Let's take the 25 byte long string Blah blah blah blah blah!
(200 bit) from An Explanation of the Deflate Algorithm for example.
Naive approach
A naive approach would be to encode every character with a code word of the same length. We have 7 different characters and thus need codes with the length of ceil(ld(7)) = 3
. Our code words can than look like these:
000 → "B"
001 → "l"
010 → "a"
011 → "h"
100 → " "
101 → "b"
110 → "!"
111 → not used
Now we can encode our string as follows:
000 001 010 011 100 101 001 010 011 100 101 001 010 011 100 101 001 010 110
B l a h _ b l a h _ b l a h _ b l a !
That would just need 25·3 bit = 75 bit for the encoded word plus 7·8 bit = 56 bit for the dictionary, thus 131 bit (65.5%)
Or for sequences:
00 → "lah b"
01 → "B"
10 → "lah!"
11 → not used
The encoded word:
01 00 00 00 00 10
B lah b lah b lah b lah b lah!
Now we just need 6·2 bit = 12 bit for the encoded word and 10·8 bit = 80 bit plus 3·8 bit = 24 bit for the length of each word, thus 116 bit (58.0%).
Huffman code approach
The Huffman code is used to encode more frequent characters/substrings with shorter code than less frequent ones:
5 × "l", "a", "h"
4 × " ", "b"
1 × "B", "!"
// or for sequences
4 × "lah b"
1 × "B", "lah!"
A possible Huffman code for that is:
0 → "l"
10 → "a"
110 → "h"
1110 → " "
11110 → "b"
111110 → "B"
111111 → "!"
Or for sequences:
0 → "lah b"
10 → "B"
11 → "lah!"
Now our Blah blah blah blah blah!
can be encoded to:
111110 0 10 110 1110 11110 0 10 110 1110 11110 0 10 110 1110 11110 0 10 110 1110 11110 0 10 110 111111
B l a h _ b l a h _ b l a h _ b l a h _ b l a h !
Or for sequences:
10 0 0 0 0 11
B lah b lah b lah b lah b lah!
Now out first code just needs 78 bit or 8 bit instead of 25·8 = 200 bit like our initial string has.

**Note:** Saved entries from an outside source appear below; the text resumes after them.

PR #438, opened 2018-04-03
new jump point search routing with path refinement

kmar:
Hi guys, I forked AGS to try my jump point search A* study and it seems to work well so far.

What's the benefit:
+ faster (up to much faster) pathfinding
+ somewhat nicer paths (better refinement especially at path end)
+ when clicking unreachable walls the player moves somewhat closer to destination using the new algorithm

But we still need to add the dictionary where our characters/sequences are stored. For our per-character example we would need 7 additional bytes (7·8 bit = 56 bit) and our per-sequence example would need again 7 bytes plus 3 bytes for the length of each sequence (thus 59 bit). That would result in:
56 + 78 = 134 bit (67.0%)
59 + 8 = 67 bit (33.5%)
The actual numbers may not be correct. Please feel free to edit/correct it.